Data Management
MODULE CODE
CREDIT VALUE
Module Aims
Aim 1
To provide students with opportunities to develop a good understanding in concepts and principles of modern data management.
Aim 2
To introduce techniques and tools of modern data representation and data management.
Aim 3
To help develop students’ practical competencies in handling datasets.
Aim 4
To develop student skills in understanding and using modern backend systems using programmatic or REST-based APIs.
Module Content
The module provides students with a broad overview of the different tools, techniques and concepts of modern data management and analysis. A comparison between traditional relational databases, SQL and alternative models (NoSQL databases) is presented.
Moreover, the module develops a basic understanding of how the backend of web applications works with databases, while also getting familiar with the data workflows between the databases and the frontend. In this context the module covers commodity commercial backends (such as Firebase) as well as common backend architectures (such as node.js with an SQL database).

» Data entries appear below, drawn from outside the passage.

Issue #99, opened 2017-01-17
Intermittent: some token substitutions not working in a pull request


petemoore:
Compare these two tasks, generated from the same PR:

1) https://queue.taskcluster.net/v1/task/ERiMtxoYSri-M0YWhMzBSA
2) https://queue.taskcluster.net/v1/task/ICyhFSvWTFWYJfmTi15pKA

The tokens in the first task have been properly substituted, such that we have a valid task. The second task still contains the literal text `{{ event.base.user.login }}`.

The missing substitutions seem to be intermittent and happened about one time in six for me (at a guess).

I noticed that `{{ event.base.user.login }}` is a token which is replaced for a pull request, but not replaced for a push, so I wonder if there is a race condition, such that when a commit is pushed to a branch where there is an active pull request, sometimes the push event might win the race against the pull request event, and then the task is generated as if it was for a regular push rather than for a pull request. This is based on looking at the data in https://github.com/taskcluster/taskcluster-github/blob/912b765f7859a083bdb4a9c380f546e5f8407525/src/api.js#L17-L49 and also remembering that when using travis-ci.org, two builds would get triggered on a PR - and joining the dots and suspecting that the reason for this is also that a push to a PR results in both events getting fired.

CC @djmitche @imbstack @owlishDeveloper

djmitche:
Fixed in #100.

PR #100, opened 2017-01-19
Added event.base.ref, event.base.repo.name, event.base.repo.url, event.base.user.login to push metadata

petemoore:
In #99 I was having the problem that `{{ event.base.user.login }}` was intermittently not getting resolved. Although that is a separate issue, it did highlight that we get different data between push events and pull request events.

For the CI task I was running, I needed to `go get` the go package from the github base repository, and then pull changes in from the github head repository (this [peculiar workflow](http://blog.campoy.cat/2014/03/github-and-go-forking-pull-requests-and.html) is an idiosyncrasy of go development).

For Pull Requests, that worked fine, as I had the metadata for both the base repository, and the head repository. However, if the CI task executes as a consequence of a regular push on a branch, rather than a PR, we run into the problem that we don't have a different base and head repository, so we do not have `{{ event.base.user.login }}` for example.

After thinking about this some more, I realised there were essentially two options:

1) to embed logic into the task, so that at runtime (rather than task creation time) the task could detect if it was a pull request or a push that had caused it to be spawned, and then use the _head_ repository settings for the push task, and continue to use both the _base_ and _head_ repositories for the pull request task.
2) to consider that the merge of a pull request is essentially the same as a push, except that the base branch and the head branch happen to be the same branch. In which case, populating both the _head_ and _base_ repository info for a push event with the same data would mean we have a more generic handling.

This is an implementation of option 2, which I consider to be simpler and more intuitive. For the majority of cases, tasks that have been crafted to work with Pull Requests should just work for Push events too. Now a push can be considered to be _like_ a pull request, but where the source and target branches (head and base) are the same.

Note, this could be considered a mild case of sticking a square block through a round hole .... but for the most part I think it will cause broken tests to magically work, and when not, people still have the freedom to craft tasks at runtime based on [`GITHUB_EVENT`](https://docs.taskcluster.net/manual/integrations/github#pull-request-metadata).

This PR therefore adds:

* `event.base.ref`
* `event.base.repo.name`
* `event.base.repo.url`
* `event.base.user.login`

to push events, and sets the value to the same as

* `event.head.ref`
* `event.head.repo.name`
* `event.head.repo.url`
* `event.head.user.login`

At the same time, I also sorted the entries lexicographically, to make it easier to maintain the lists and compare data between different event types.

Lastly, I've also made the data consistent between pull requests events and push events for `{{ event.base.ref }}` and `{{ event.head.ref }}`. Previously, in push events they were refspecs, and in pull request events they were branch names. Now they are consistently a refspec, and the branch names continue to be provided via `{{ event.base.repo.branch }}` and `{{ event.head.repo.branch }}`.

### DIFF
--- a/src/api.js
+++ b/src/api.js
@@ -18,14 +18,14 @@ function sanitizeGitHubField(field) {
 // See https://developer.github.com/v3/activity/events/types/#pullrequestevent
 function getPullRequestDetails(eventData) {
   return {
-    'event.base.ref': eventData.pull_request.base.ref,
+    'event.base.ref': 'refs/heads/' + eventData.pull_request.base.ref,
     'event.base.repo.branch': eventData.pull_request.base.ref,
     'event.base.repo.name': eventData.pull_request.base.repo.name,
     'event.base.repo.url': eventData.pull_request.base.repo.clone_url,
     'event.base.sha': eventData.pull_request.base.sha,
     'event.base.user.login': eventData.pull_request.base.user.login,
 
-    'event.head.ref': eventData.pull_request.head.ref,
+    'event.head.ref': 'refs/heads/' + eventData.pull_request.head.ref,
     'event.head.repo.branch': eventData.pull_request.head.ref,
     'event.head.repo.name': eventData.pull_request.head.repo.name,
     'event.head.repo.url': eventData.pull_request.head.repo.clone_url,
--- a/src/api.js
+++ b/src/api.js
@@ -18,22 +18,22 @@ function sanitizeGitHubField(field) {
 // See https://developer.github.com/v3/activity/events/types/#pullrequestevent
 function getPullRequestDetails(eventData) {
   return {
-    'event.type': 'pull_request.' + eventData.action,
-    'event.pullNumber': eventData.number,
-
-    'event.base.user.login': eventData.pull_request.base.user.login,
+    'event.base.ref': eventData.pull_request.base.ref,
+    'event.base.repo.branch': eventData.pull_request.base.ref,
     'event.base.repo.name': eventData.pull_request.base.repo.name,
     'event.base.repo.url': eventData.pull_request.base.repo.clone_url,
     'event.base.sha': eventData.pull_request.base.sha,
-    'event.base.ref': eventData.pull_request.base.ref,
-    'event.base.repo.branch': eventData.pull_request.base.ref,
+    'event.base.user.login': eventData.pull_request.base.user.login,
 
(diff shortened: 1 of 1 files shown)


petemoore:
Doc changes added in https://github.com/taskcluster/taskcluster-docs/pull/148.

petemoore:
@djmitche Note, since this *adds* properties that were previously not set, this shouldn't break existing tasks. The only exception is that the adapted handling of `{{ event.base.ref }}` and `{{ event.head.ref }}` to make the format consistent across pushes and pull requests.

For this change, we could send out an email to taskcluster-tools and mention that this change is occurring, and that `{{ event.base.repo.branch }}` and `{{ event.head.repo.branch }}` can be used if just the branch name is required.

djmitche:
I'll defer to @owlishDeveloper and @imbstack on this topic.  I think better clarity is good, in general, but I don't know how to judge the impact of this change on our beleaguered users.

owlishDeveloper:
I like that all the keys are organized nicely. That definitely helps!

I followed the documentation link and left my comment there. I'll repeat it here: There is no such thing in the pull-request webhook payload as "refs/heads/whatever". At least in the integration webhook (I didn't bother to compare it with oAuth webhook because tc-gh will be an integration soon anyway, but I do believe that the only difference between these webhooks is installation.id). I didn't even see we can parse anything there to get the "refs/heads/whatever", so it appears to me that the change won't work. (by the way, I just noticed that in the docs right now for push there's 

> GITHUB_HEAD_REF        | "{{ event.head.ref }}"         | bug1394856

this needs to be changed to 

> GITHUB_HEAD_REF        | "{{ event.head.ref }}"         | refs/heads/bug1394856

because that's what's actually there.

owlishDeveloper:
UPD>Looked more carefully :) Yeah, let's add the keys we need. I focused on the word "intermittent", but then I noticed that pushes don't have "event.base.user.login" at all. If that's an inconvenience, let's fix it! 👍

owlishDeveloper (approved):

owlishDeveloper:
While we're at it... I've just been thinking about all those various users - base/head/sender/pusher/and so on - and it appears to me that we're having an inconsistency there.

For example, let's take event.head.user.login. If Brian makes a PR to TaskClusterRobot's repository, in the PR details event.head.user.login will be "TaskClusterRobot", but in the corresponding push - "imbstack". I think this can be confusing and we should either rename the keys that don't align, or align the keys with the same name, or both.

petemoore:
Thanks guys!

As part of this module, students are introduced to the following areas:
Data Organization
Students acquire a basic understanding of entities and relationships (tabular organization of data) and NoSQL approaches (document kind of relationships). Also, SQL and its main features are briefly discussed.
Data Management Concepts
Three main topics in data management are introduced: Data Integrity, Transaction Management (ACID), Data Architectures and Data Access (CRUD) and REST-based interfaces.
Operational Concepts
Students are introduced to common commercial backend options (such as Firebase) and common architectures (such as node.js and SQL). They develop skills in understanding and assessing different options and selecting the most suitable based on the characteristics of intended use.
Ethical and legal issues
Ethical and legal issues involved in storing and managing data collections are discussed. Covered topics include privacy, ownership, intellectual property and licensing issues in data collection, management, retrieval and reuse.
Learning Outcomes
On successful completion of this module, a student will be able to:
Teaching Methods
This module presents a general, practical approach to data management. It includes weekly sessions incorporating a mixture of lecture delivery, and in-class practical work. A series of practical exercises are designed to reinforce the lecture material and are central to the success of students learning in this module.
A variety of engagement activities are incorporated to give students an opportunity to both learn and demonstrate their understanding in a way that goes beyond just creating deliverables.
Real-world datasets are used and analysed during both lectures and seminars, enabling students to translate their theoretical understanding into practical solutions.
Guest speakers are invited to talk about their area of expertise and give guidance and industry insight to the ways that data can be managed and used.
Assessment Methods
This module is assessed through one Technique Portfolio and one Examination.